O Estado de São Paulo, n. 45298, 25/10/2017. Política, p.A10

 

 

 

 

 

 

Deltan fala em 100 medidas anticorrupção

Coordenador da força-tarefa afirma que entidades da sociedade civil vão elaborar propostas que visam à ‘renovação política’ nas eleições

Por: Julia Affonso / Fausto Macedo / Luiz Vassallo

 

Julia Affonso

Fausto Macedo

Luiz Vassallo

 

O procurador da República Deltan Dallagnol, coordenador da força-tarefa da Lava Jato em Curitiba, afirmou ontem que entidades da sociedade civil devem lançar, em breve, um pacote com mais de cem medidas anticorrupção. Essas propostas serão usadas por estas entidades nas eleições de 2018 como “compromisso” a ser assumido por candidatos ficha-limpa. Dallagnol, contudo, não explicou quais organizações estarão envolvidas nesse processo. O procurador disse apenas que será diferente do pacote “10 Medidas Contra a Corrupção”, projeto criado pelo Ministério Público Federal (MPF) em 2015.

“A estratégia agora não é mais coletar assinaturas, mas escolher senadores e deputados que tenham passado limpo, espírito democrático, e apoiem o combate à corrupção”, afirmou Dallagnol no Fórum Estadão Mãos Limpas e Lava Jato, evento promovido pelo Estado e pelo Centro de Debate de Políticas Públicas (CDPP).

Para Dallagnol, a ideia é usar o novo pacote “como uma alavanca para transformação, para renovação política”. “A mudança está nas mãos da sociedade. Se a maioria do Congresso não aprova o pacote anticorrupção, basta que a sociedade coloque lá quem vai aprovar. Entidades da sociedade civil estão desenvolvendo um grande pacote para combater a corrupção no setor público e no privado”, disse o procurador.

“Vejo que as pessoas se preocupam mais com a eleição para Presidência no ano que vem. Eu tenho preocupação maior com cargo de deputado federal e senador. Porque é deles que dependem as leis e a aprovação das reformas. A ideia da sociedade seria colocar no Congresso quem seja favorável às grandes reformas necessárias. E a sociedade civil está se organizando para isso. Precisamos manter nossa esperança”, afirmou.

Em setembro de 2015, o Ministério Público Federal lançou a campanha 10 Medidas Contra a Corrupção. A iniciativa partiu dos procuradores da República que integram a força-tarefa da Lava Jato – Deltan Dallagnol estava entre eles.

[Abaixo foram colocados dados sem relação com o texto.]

PR #3893, opened 2016-06-30
Replaced IEnumerable<DeliveryConstraint> with List<DeliveryConstraint> on the transport seam

danielmarbach:
As discussed we should avoid `IEnumerable`


bording:
This looks like a good change to me. It means I won't have to do stuff like this: https://github.com/Particular/NServiceBus.RabbitMQ/pull/165/commits/6cc62c483634ef40f00d9cbb36861f36e00c571d any more!

danielmarbach:
Cool! Since we touch the transport seam anyway I figured I'll rock that
boat ;)

src/NServiceBus.Core/Recoverability/SecondLevelRetries/DelayedRetryExecutor.cs
```diff
@@ -29,11 +29,11 @@ public Task Retry(IncomingMessage message, TimeSpan delay, ContextBag context)
             outgoingMessage.Headers[Headers.RetriesTimestamp] = DateTimeExtensions.ToWireFormattedString(DateTime.UtcNow);
 
             UnicastAddressTag messageDestination;
-            DeliveryConstraint[] deliveryConstraints = null;
+            List<DeliveryConstraint> deliveryConstraints = null;
             if (timeoutManagerAddress == null)
             {
                 // transport supports native deferred messages, directly send to input queue with delay constraint:
-                deliveryConstraints = new DeliveryConstraint[]
+                deliveryConstraints = new List<DeliveryConstraint>
```
timbussmann: since the collection initializer doesn't set the capacity property, should we do that here? (e.g. `new List<DeliveryConstraint>(1){...}`)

A campanha chegou a coletar mais de 2 milhões de assinaturas e o pacote de medidas foi entregue ao Congresso. Constavam entre as medidas propostas como criminalizar enriquecimento ilícito de agentes públicos e o aumento de pena para crimes de colarinho-branco. Atribuía ainda à corrupção peso equivalente a crimes hediondos. O pacote, no entanto, não avançou. Para Dallagnol, as medidas que atacavam o “coração da impunidade” foram destruídas pelo Congresso Nacional.

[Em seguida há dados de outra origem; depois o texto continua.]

PR #3894, opened 2016-06-30
Remove abstract modifier from ScenarioContext

timbussmann:
Makes `ScenarioContext` no longer abstract which allows to remove the many empty subclasses we have.

@Particular/nservicebus-maintainers what do you think?


bording:
:+1:

danielmarbach:
Really good change! Removed clutter. How do we handle downstream updates? Do we delete the unnecessary inherited classes when we see fit or is your plan to line up PRs?

bording:
Probably something that can be done as needed. For example, a quick look through the RabbitMQ repo, I don't see any that could be deleted.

“Esse pacote aproveita grande parte das 10 Medidas Contra a Corrupção e vai além, promovendo regras que melhoram o compliance, melhoram a transparência, melhoram licitações, sistema eleitoral”, afirmou.

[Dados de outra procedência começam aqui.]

PR #3895, opened 2016-06-30
[WIP] - spike - Headers performance spike

Scooletz:
This PR spikes a different approach of deserializing headers. Currently it's MSMQ only, but this serializerless approach can be provided for others as well. This spike is based on:

1. No more decoding of the whole string with UTF8.
1. `XmlSerializer` replaced with a custom code, using internalized headers keys. It uses comparison of UTF8 encoded `ArraySegment<byte>` keys rather than decoding then over and over again. If UTF8 representation is equal, then an already allocated string is used. This decreases the execution time (no decoding) as well as # of allocated bytes.

See the results below:
```
BenchmarkDotNet=v0.9.7.0
OS=Microsoft Windows NT 10.0.10586.0
Processor=Intel(R) Core(TM) i7-6700HQ CPU 2.60GHz, ProcessorCount=8
Frequency=2531250 ticks, Resolution=395.0617 ns, Timer=TSC
JitModules=clrjit-v4.6.1080.0

Type=HeadersPerformanceTests  Mode=Throughput  
```

  Method |     Median |    StdDev |  Gen 0 | Gen 1 | Gen 2 | Bytes Allocated/Op |
-------- |----------- |---------- |------- |------ |------ |------------------- |
 Current | 26.4583 us | 1.9512 us | 914.00 |     - |     - |          10,540.56 |
    Fast |  9.6449 us | 0.4290 us | 166.00 |     - |     - |           1,620.50 |

### DIFF
--- a/src/NServiceBus.Core/Transports/Msmq/MsmqFastHeadersParser.cs
+++ b/src/NServiceBus.Core/Transports/Msmq/MsmqFastHeadersParser.cs
@@ -1,0 +1,239 @@
+namespace NServiceBus
+{
+    using System;
+    using System.Collections.Generic;
+    using System.Linq;
+    using System.Reflection;
+    using System.Runtime.Serialization;
+    using System.Text;
+
+    sealed class MsmqFastHeadersParser
+    {
+        static MsmqFastHeadersParser()
+        {
+            var headerKeys = typeof(Headers).GetFields(BindingFlags.Public | BindingFlags.Static | BindingFlags.FlattenHierarchy)
+                .Where(fi => fi.IsLiteral && !fi.IsInitOnly)
+                .Select(fi => fi.GetRawConstantValue())
+                .Cast<string>()
+                .ToArray();
+
+            KnownHeaders = new Dictionary<ArraySegment<byte>, string>(new KeyArraySegmentComparer());
+
+            foreach (var headerKey in headerKeys)
+            {
+                KnownHeaders.Add(new ArraySegment<byte>(Encoding.UTF8.GetBytes(headerKey)), headerKey);
+            }
+        }
+
+        MsmqFastHeadersParser(byte[] bytes)
+        {
+            this.bytes = bytes;
+        }
+
+        public static Dictionary<string, string> ParseHeaders(byte[] bytes)
+        {
+            return new MsmqFastHeadersParser(bytes).ParseHeaders();
+        }
+
+        Dictionary<string, string> ParseHeaders()
+        {
+            var result = new Dictionary<string, string>();
+            var byteCount = bytes.Length;
+
+            if (byteCount == 0)
+            {
+                return result;
+            }
+
+            // <xml
+            if (TryMoveToNext(Open) == false)
+            {
+                return result;
+            }
+            pos += 1;
+
+            // <ArrayOfHeaderInfo
+            if (TryMoveToNext(Open) == false)
+            {
+                return result;
+            }
+            pos += 1;
+
+            // loop over <HeaderInfo>, moving to the starting tag
+            while (TryMoveToNext(Open))
+            {
+                if (TryConsumeTag(HeaderInfo) == false)
+                {
+                    // this is not a header info
+                    break;
+                }
+                // inside <HeaderInfo>...
+                //                    ^
+
+                ConsumeTag(HeaderKey);
+                // <Key>...
+                //      ^
+                var keyStart = pos;
+                MoveToNext(Open);
+
+                var key = GetKey(new ArraySegment<byte>(bytes, keyStart, pos - keyStart));
+
+                ConsumeTag(HeaderKeyEnd);
+                // </Key>...
+                //       ^
+
+                MoveToNext(Open);
+
+                if (TryConsumeTag(HeaderValue))
+                {
+                    // <Value>...
+                    //        ^
+
+                    var valueStart = pos;
+                    MoveToNext(Open);
+
+                    var value = GetValue(new ArraySegment<byte>(bytes, valueStart, pos - valueStart));
+                    result.Add(key, value);
+
+                    TryConsumeTag(HeaderValueEnd);
+                    // </Value>...
+                    //         ^
+                }
+                else
+                {
+                    if (TryConsumeTag(HeaderValueEmpty))
+                    {
+                        // <Value />...
+                        //          ^
+                        result.Add(key, "");
+                    }
+                    else
+                    {
+                        throw new SerializationException();
+                    }
+                }
+                ConsumeTag(HeaderInfoEnd);
+                // </HeaderInfo>...
+                //              ^
+            }
+
+            return result;
+        }
+
+        static string GetKey(ArraySegment<byte> s)
+        {
+            string key;
+            return KnownHeaders.TryGetValue(s, out key) ? key : Encoding.UTF8.GetString(s.Array, s.Offset, s.Count);
+        }
+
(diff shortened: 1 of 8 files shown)


src/NServiceBus.Core/Transports/Msmq/MsmqUtilities.cs
```diff
@@ -119,6 +120,54 @@ static string GetCorrelationId(Message message, Dictionary<string, string> heade
             return result;
         }
 
+        public static unsafe Dictionary<string, string> DeserializeMessageHeadersFast(Message m)
```
Scooletz: This is the most important part.

bording:
Unless this would be a step to a greater perf benefit to come, I'm not sure this would be worth doing. As long as the `XmlReader` is required, I don't see there being a lot of parsing improvement happening.

Around the area of headers, I wonder if there is more opportunity for allocation saving vs speed increase. Instead of needing to create a dictionary per message, what if we used a less heavy collection? Or, maybe pooling instances in some way and reusing them?

bording:
Also, can you add the memory diagnoser to BenchmarkDotNet so we can see the allocation differences here?

danielmarbach:
I think it is not enough to compare just the perf. Much more important is the heapload of garbage that is created and then the pressure we get due to Garbage collection. The more allocations we get the more we will suffer from GC pauses especially with higher concurrency values.

Scooletz:
@danielmarbach Yes, and this allocated at least one `string` less. As always, I've been thinking about it and going with Kestrel approach, so encoding to UTF8 bytes key values, imo is the way to go.

Scooletz:
I've updated the description. Without `XmlSerializer` at all, it's 2.5 times faster. No alloc tests still. Will add internalization of the keys.

Scooletz:
Adding string memoization improved performance again. I'll add the memory benchmarks.

  Method |     Median |    StdDev |
-------- |----------- |---------- |
 Current | 24.9144 us | 3.5558 us |
    Fast |  8.7676 us | 0.1111 us |

Scooletz:
With memory benchmarks. Just wanted to point out that values are still of type `string` and that we're returning a `Dictionary<string,string>` We should not expect 0 in there ;-)

  Method |     Median |    StdDev |  Gen 0 | Gen 1 | Gen 2 | Bytes Allocated/Op |
-------- |----------- |---------- |------- |------ |------ |------------------- |
 Current | 25.3901 us | 3.3454 us | 968.00 |     - |     - |          10,416.34 |
    Fast |  9.2381 us | 0.4564 us | 163.78 |     - |     - |           1,495.37 |

Scooletz:
Ping @danielmarbach @bording

danielmarbach:
What are the implications if making NSB unsafe?

bording:
@Scooletz Very nice! The additional changes make a big difference! Seems like another possible step would be to look into some sort of object pooling instead of creating new `Dictionary<string,string>` all the time. That would be a larger change that would impact more areas, though.

> What are the implications if making NSB unsafe?

AFAIK, `<AllowUnsafeBlocks>true</AllowUnsafeBlocks>` shouldn't have any impact other than allowing `unsafe` usage.

src/NServiceBus.Core/Transports/Msmq/MsmqFastHeadersParser.cs
```diff
@@ -0,0 +1,239 @@
...
+                //              ^
+            }
+
+            return result;
+        }
+
+        static string GetKey(ArraySegment<byte> s)
+        {
+            string key;
+            return KnownHeaders.TryGetValue(s, out key) ? key : Encoding.UTF8.GetString(s.Array, s.Offset, s.Count);
```
bording: In the case where the header isn't found, I wonder if it would be worth trying to add it to the collection? If the transport defines any of its own header keys, then these would be missed by the current `KnownHeaders` initialization.

Scooletz: Yes it would. On the other hand, using this approach, allows us to use a simple dictionary as a readonly structure without need of having some friction on the `ConcurrentDictionary`. I know it's concurrent :) but still, a simple lookup against a dictionary will be much faster.

Scooletz:
Unsafe enables to use `unsafe` and pointers. Actually, I was amazed that NSB haven't had it configured yet :P

SimonCropp:
Given .net core is on the horizon is this approach future proof?

SimonCropp:
Is this code covered by some tests that verify behaviour under corrupted header conditions?

Scooletz:
@SimonCropp 

> Given .net core is on the horizon is this approach future proof?

It's mostly about `unsafe`, no other dependencies. It's `.net core ready`

> Is this code covered by some tests that verify behaviour under corrupted header conditions?

I've provided one test only for the equivalent output to a regular method. I think that with current approach there may be cases that corrupted headers will be interpreted as valid. For instance value that contains `>` will be accepted as the next character that is searched for is `<`. Let review the code one more time and come with either more tests and/or more meaningful description of the possible scenarios.

Scooletz:
@SimonCropp 

Let me list out different cases where the parser will fail, where by a failure I mean the false positively parsed xml or a false negatively thrown exception. All the cases will modify the properly formatted:
```
<HeaderInfo>
   <Key>NServiceBus.MessageIntent</Key>
   <Value>Subscribe</Value>
</HeaderInfo>
```
Frankly speaking, I don't know if these test constitute any test cases that are valid. I don't know the cases where the headers could be corrupted either.

#### < or > in the key, value (false positive)
The example below, containing an additional `>` will be parsed properly by the fast deserializer to a value `Subscribe>`. 
`XmlSerializer` would throw an exception.
```
<HeaderInfo>
   <Key>NServiceBus.MessageIntent</Key>
   <Value>Subscribe></Value>
</HeaderInfo>
```
#### additonal spaces (false negative)
Spaces after a tag name will break the fast deserialization when `XmlSerializer` would parse it correctly.
```
<HeaderInfo>
   <Key
>NServiceBus.MessageIntent</Key        >
   <Value

>Subscribe</Value                  >
</HeaderInfo>
```

Scooletz:
@danielmarbach What should we do with this PR after providing my failure scenarios? Should we throw it away?

danielmarbach:
To be honest I'm lacking experience what could go wrong for headers. Maybe @andreasohlund @johnsimons or @indualagarsamy can shed some light if it is "safe" to go ahead.

johnsimons:
@Scooletz @danielmarbach I have read the discussion and looked at the code and it seems some serious performance boost so well done @Scooletz, but ....

The code is more complex, in the end we are still writing/reading xml.
IMO I would not implement this, I would instead change the serialization format to something else that provides the same benefits, and make it a opt-in option.

Scooletz:
@johnsimons It's more complex because it supports `xml` ;-)

If providing a new opt-it serialization is an option, I'd say that we could do it this way. It'd be easy to check if it's xml and provide a different header for this new serialization.

Feel free to drop this PR.

Scooletz:
I'm closing this PR as a result of the points mentioned in https://github.com/Particular/NServiceBus/pull/3895#issuecomment-231889788 This does not mean that we should avoid Kestrel trickery at all ;-)

danielmarbach:
@Scooletz I don't think complexity was ever an issue that we didn't do something. A lot of the things in core are quite complex. As long as we can justify why it has that complexity and the code is still maintainable I see no reason not to do it. Let's hash it out on a call.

Dallagnol reforçou em sua apresentação, ontem, que o combate à corrupção depende de toda a sociedade. “Meu maior medo é que muitos de nós não percebamos que em 2018 existe uma cerca baixa sendo colocada diante de nós. Nós podemos dar um grande salto contra a corrupção no País, mas isso depende essencialmente de nós”, disse ele ao encerrar sua fala de abertura do fórum.

 

Reformas. Já o juiz federal Sérgio Moro, também presente no fórum, afirmou ontem que “não se resolvem problemas de corrupção somente com processos judiciais”. Para o magistrado, são necessárias “reformas mais abrangentes”. Segundo o juiz da Lava Jato, os processos são importantes assim como a “redução da impunidade é fundamental”.

O magistrado, que aparece em todas as pesquisas eleitorais como um dos possíveis nomes de uma eventual disputa à Presidência, mais uma vez negou aspirações políticas.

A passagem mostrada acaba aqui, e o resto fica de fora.